# Meinungen zu meiner Konfiguration



## Tokii (21. März 2016)

Da mir nun gestern mein Laptop abgeschmiert ist (und ich nun hier auf meinem gute 8 Jahre alten Medion PC diesen Post verfasse :freak), muss unbedingt eine neue Gaming Maschine her. Limit habe ich mir bei 1200€ gesetzt. Gespielt wird alles. Würde wirklich gerne Witcher und Division zocken können, musste viele Games aussetzen und habe ordentlich etwas nachzuholen :evillol


Tastatur und Maus sind schon vorhanden. Über Monitor Vorschläge (so um die 250€ +/-~50€) würde ich mich auch freuen. 


Hier mal mein Vorschlag: 


https://www.mindfactory.de/shopping...2217186d5fc9fdf88ca469b056ee03f9bd83405ccee3b


Habe mich durch diverse Foren/Benchmarks gelesen und bräuchte mal euren Rat, da ich nicht so wirklich weiß, was genau wichtig sei (i7,i5, mit OC, ohne OC, schnellerer/langsamerer RAM). 
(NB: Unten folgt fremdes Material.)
Issue #9066, opened 2021-02-09
Add badges/info about abi3 packages forward compatibility


webknjaz:
**What's the problem this feature will solve?**

When looking at the list of wheels in a given release of a Python package distribution, there may be a lot of files and the compat column only takes a Python version part into consideration ignoring the ABI.

**Describe the solution you'd like**

Annotate the dists with something (probably a badge, like for pre- and yanked releases) that would clearly indicate support for Python 3.x+, not just 3.x, in those wheels.

In doing so, PyPI will improve the users' understanding of what to expect from `pip install`.

**Additional context**

I realized that this info is missing from the website after seeing the confusion in these issues:
* https://github.com/pypa/gh-action-pypi-publish/issues/56
* https://github.com/pyca/cryptography/issues/5787
* https://github.com/pyca/cryptography/issues/5798

![cryptography-py36-abi3](https://user-images.githubusercontent.com/578543/107395932-92608000-6afd-11eb-967d-ad237f90b8db.png)

di:
Since this issue was created, the release files page has changed a bit. The `cp36` column is now a flag on the release file:

<img width="601" alt="image" src="https://user-images.githubusercontent.com/294415/184384676-9e78fe9c-e761-41fe-a369-f96e61638640.png">

I think it'd be good to turn this into one or more tags that are more explicit and human-friendly about what Python versions the artifact is compatible with.

webknjaz:
xref #10646

webknjaz:
xref #15606

PR #10646, opened 2022-01-26
Revamp downloads table

di:
This separates source distributions and built distributions, and brings the sdist(s) to the top. It also handles long filenames better per https://github.com/pypa/warehouse/issues/10448#issuecomment-1021443408, while retaining all the same information we already provide.

Example for a project w/ just 1 sdist and 1 bdist:
image

Project with multiple bdists:
image

### DIFF
--- a/tests/unit/packaging/test_views.py
+++ b/tests/unit/packaging/test_views.py
@@ -196,6 +196,7 @@ class TestReleaseDetail:
                 release=r,
                 filename="{}-{}.tar.gz".format(project.name, r.version),
                 python_version="source",
+                packagetype="sdist",
             )
             for r in releases
         ]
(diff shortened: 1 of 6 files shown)


alex:
Do you think this will make it easier to resolve https://github.com/pypa/warehouse/issues/10308 ?

di:
@alex Yes

alex:
<3 you love to hear it.

ewdurbin:
Only thought here is that the python version identifiers don't have some kind of label. The table headers at least provide some pointer to what those somewhat arbitrary looking strings mean.

Otherwise 👍🏼

di:
> Only thought here is that the python version identifiers don't have some kind of label. The table headers at least provide some pointer to what those somewhat arbitrary looking strings mean. Perhaps working towards #10308 will resolve this.

Agreed, I think working towards #10308 and replacing these with better 'tags' will resolve this.

webknjaz:
xref #9066

Issue #8897, opened 2020-12-07
Encourage generation of 2FA recovery codes


di:
In order to cut down on 2FA reset requests, PyPI should encourage/require users to generate recovery codes.

Some ideas:

* Require recovery codes to be generated before upload can succeed if 2FA is enabled
* Require recovery codes to be generated before the user can log in
* Require recovery codes to be generated as part of the 2FA setup
  * Additionally, require the user to burn one of the codes immediately after generation to ensure the codes have actually been downloaded/stored.

ewjoachim:
> Additionally, require the user to burn one of the codes immediately after generation to ensure the codes have actually been downloaded/stored.

I think this is the only way to make sure users actually did write them somewhere.

If we could also check sometimes at login time that they have it (e.g. add a checkbox once every ~2 months asking them to check that they can still access their recovery code, without requesting that they enter one, just to make sure they're aware that it's a thing they might need, and highlighting that if they loose their 2FA app without recovery codes, they will be permanently locked out without any recovery procedure)

PR #10707, opened 2022-02-09
Improvements to recovery codes

di:
Some improvements to recovery codes, towards #8897. The big improvement is that instead of deleting recovery codes when they are used, they're marked as 'burned'.

### DIFF
--- a/warehouse/accounts/services.py
+++ b/warehouse/accounts/services.py
@@ -30,9 +30,11 @@ import warehouse.utils.otp as otp
 import warehouse.utils.webauthn as webauthn
 
 from warehouse.accounts.interfaces import (
+    InvalidRecoveryCode,
     IPasswordBreachedService,
     ITokenService,
     IUserService,
+    NoRecoveryCodes,
     TokenExpired,
     TokenInvalid,
     TokenMissing,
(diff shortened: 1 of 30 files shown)


warehouse/accounts/services.py
```diff
@@ -586,6 +587,7 @@ def database_login_factory(context, request):
     return DatabaseUserService(
         request.db,
         metrics=request.find_service(IMetricsService, context=None),
+        remote_addr=request.remote_addr,
```
di, line 612: Here's the key change in this refactor: the `remote_addr` is passed in when creating the `DatabaseUserService`, instead of being passed to every function on the `DatabaseUserService`.

warehouse/templates/manage/account/recovery_codes-provision.html
```diff
@@ -61,10 +61,8 @@ <h2>{% trans %}Save your recovery codes{% endtrans %}</h2>
               <button type="button" class="button button--small copy-tooltip copy-tooltip-w" data-tooltip-label="{% trans %}Copy to clipboard{% endtrans %}" data-clipboard-text="{{ 'PyPI recovery codes\n' + recovery_codes|join('\n') }}">
                 {% trans %}Copy{% endtrans %}
               </button>
-              {% set _recovery_codes_filename = "PyPI-Recovery-Codes.txt" %}
-              {% if testPyPI %}
-                {% set _recovery_codes_filename = "TestPyPI-Recovery-Codes.txt" %}
-              {% endif %}
+              {% set _sitename = "TestPyPI" if testPyPI else "PyPI" %}
+              {% set _recovery_codes_filename = _sitename + "-Recovery-Codes-" + request.user.recovery_codes[0].generated.isoformat() + ".txt" %}
```
ewdurbin, line 65: Thinking... should we add the user name also?

ewdurbin (commented):
Fine as is, but a thought and one concern.

di:
@ewdurbin Unfortunately our reauthentication functionality is somewhat naive and can't handle a view that must always be reauthenticated, as it results in an infinite loop of reauthentication. In addition, it doesn't work for requests like this that require a `POST` request, because it doesn't have the ability to 'forward' such a request after reauthentication.

As a compromise, I made the reauthentication period configurable and set it to 10s for this view, and also added notification emails when codes are generated and a code is used.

Würde mich über euren Input wirklich freuen.


----------



## Alisis1990 (21. März 2016)

Also wenn du nicht übertakten willst, dann kannst du auch zb zu einem xeon e3 1231v3 greifen. 
Ist quasi nen i7 nur nicht ganz so flott und ohne eigne Grafikeinheit.
Die Intigrierte Grafik Lösung wirst du aber wshl eh nie nutzen.

Zum daddeln reicht der Xeon auch locker aus. Bis der nicht mehr reicht ist das Lebenswandel des Systems aber wahrscheinlich eh zu ende.
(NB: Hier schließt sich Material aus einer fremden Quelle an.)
PR #10725, opened 2022-02-11
Send a recovery code reminder email on login

### LINKED ISSUE #8897: Encourage generation of 2FA recovery codes

di:
For users that have 2FA, but don't have recovery codes generated, email them on every login.

I think this and #10707 is enough to resolve #8897.

Fixes #8897.

### DIFF
--- a/warehouse/accounts/views.py
+++ b/warehouse/accounts/views.py
@@ -58,6 +58,7 @@ from warehouse.email import (
     send_email_verification_email,
     send_password_change_email,
     send_password_reset_email,
+    send_recovery_code_reminder_email,
 )
 from warehouse.packaging.models import (
     JournalEntry,
@@ -282,6 +283,10 @@ def two_factor_and_totp_validate(request, _form_class=TOTPAuthenticationForm):
                 .hexdigest()
                 .lower(),
             )
+
+            if not request.user.has_recovery_codes:
+                send_recovery_code_reminder_email(request, request.user)
+
             return resp
         else:
             form.totp_value.data = ""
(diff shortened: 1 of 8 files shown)


warehouse/accounts/views.py
```diff
@@ -372,6 +376,9 @@ def webauthn_authentication_validate(request):
             .hexdigest()
             .lower(),
         )
+
+        send_recovery_code_reminder_email(request, request.user)
```
ewdurbin, line 380: I don't see how this is conditional on _not_ having recovery codes... seems like it'd fire regardless?

warehouse/accounts/views.py
```diff
@@ -282,6 +283,9 @@ def two_factor_and_totp_validate(request, _form_class=TOTPAuthenticationForm):
                 .hexdigest()
                 .lower(),
             )
+
+            send_recovery_code_reminder_email(request, request.user)
```
ewdurbin, line 287: I don't see how this is conditional on _not_ having recovery codes... seems like it'd fire regardless?

warehouse/accounts/views.py
```diff
@@ -282,6 +283,10 @@ def two_factor_and_totp_validate(request, _form_class=TOTPAuthenticationForm):
                 .hexdigest()
                 .lower(),
             )
+
+            if not request.user.has_recovery_codes:
```
ewdurbin, line 287: We have the `two_factor_state` dict constructed above... I'm not sure if it costs us anything to call `request.user.has_recovery_codes`, but we might just replace this with `if not two_factor_state.get('has_recovery_codes', False):`

ewdurbin (approved):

Könntest aber ca 100€ (An der CPU) und nochmal ca. 30€ (am Mainboard sparen)

Ansonsten ist der i7 6700k aber ein super Prozessor. Übertakten bringt meistens weniger als man erwartet gibt einem aber das gute Gefühl das wenn er mal ins stottern kommt noch 10 - 20% mehr drin sind.

Sonst passt die Kombination eig. Ganz gut, falls ich nix übersehen habe. Auch die Grafikkarte ist in der Preis/Leistungs klasse klug gewählt. 


LG


----------



## Seegurkensalat (21. März 2016)

Sehr gut durchdachtes System, da kann man nicht meckern. Ich persönlich würde bei Gehäuse und Netzteil noch ein paar Euro für den Monitor einsparen, aber das ist letztlich nur Geschmacksache.
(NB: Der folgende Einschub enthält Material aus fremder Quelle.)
PR #10752, opened 2022-02-14
Update pytest-postgresql to version supporting pytest 7

fizyk:
@di Here's a pytest-postgresql version supporting pytest 7, but still working psycopg2.


di:
Awesome, thank you!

Zum Thema Monitore, schau z.B. mal hier:
Kaufberatung: PC Monitor kaufen für Spieler, Grafiker und Allrounder


----------



## Herbboy (21. März 2016)

Das passt prinzipiell sehr gut. Ein paar Anmerkungen, mit denen der PC günstiger werden kann ohne nennenswerte Nachteile:

- gute Gehäuse gibt es auch schon für 60€, und dank moderne Kühler ist auch der Sinn eines extra "schallgedämmten" Gehäuses heutzutage nicht mehr gegeben. Es kann sogar sein, dass das Gehäuse so dicht ist, dass es innen wärmer wird und die Lüfter schneller drehen
- Netzteil ist auch SEHR gehobene Preisklasse, da würdest du auch für 60€ sehr gute Modelle finden oder 70-80€, wenn es modular sein soll.
- die Samsung Evo SSD lebt auch von ihrem Namen. Das ist eine gute SSD, aber du bekommst andere, ebenfalls gute SSDs mit 240-256Gb auch schon für 80€, oder für ein paar Euro mehr auch schon welche mit 480GB. Ich hab zB grad eine Toshiba Q300 mit 480GB bei MediaMarkt im Angebot für 120€ bekommen.
- wenn du nicht übertakten willst, dann kannst du auch einen Xeon *E3-1225 v5* nehmen. Der hat zwar weniger Takt als der i7-6700k, und auch ein BISSCHEN weniger als der i7-6700, kostet aber nur 240€ Intel Xeon E3-1225v5 4x 3.30GHz So.1151 BOX . Der i7-6700 kostet ja allein schon 315€. Du brauchst dann aber ein spezielles Mainboard, da gibt es aber derzeit eines von Asus Asus E3 PRO GAMING V5 Intel C232 So.1151 Dual Channel mit 40€ Cashback so dass du für den Xeon + Board insgesamt auf 340-350€ kommst - weniger als der 6700k allein schon kostet. 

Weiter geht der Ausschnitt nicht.